**** DATA FOR ANALYSIS
PR #1087, opened 2018-03-23
Only allocate for untrimmed children.

TFiFiE:


src/UCTNode.cpp
```diff
@@ -140,9 +140,17 @@ void UCTNode::link_nodelist(std::atomic<int>& nodecount,
         } else {
             min_psa = max_psa * 0.001f;
         }
-    }
 
-    m_children.reserve(nodelist.size());
+        auto children = 0;
+        for (const auto& node : nodelist) {
+            if (node.first >= min_psa) {
```
gcp: Pff, having to add this loop just to presize correctly rather sucks. What about only keeping the else branch here? Or doing a swap trick afterwards if min_psa > 0.0f?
********
**REQUIRED WORK:** All lines from the line holding "Only allocate for untrimmed children." through the end of the records above need to be transcribed exactly, and no other text should appear.

**THE COMPLETED TASK:**
Only allocate for untrimmed children.

TFiFiE:


src/UCTNode.cpp
```diff
@@ -140,9 +140,17 @@ void UCTNode::link_nodelist(std::atomic<int>& nodecount,
         } else {
             min_psa = max_psa * 0.001f;
         }
-    }
 
-    m_children.reserve(nodelist.size());
+        auto children = 0;
+        for (const auto& node : nodelist) {
+            if (node.first >= min_psa) {
```
gcp: Pff, having to add this loop just to presize correctly rather sucks. What about only keeping the else branch here? Or doing a swap trick afterwards if min_psa > 0.0f?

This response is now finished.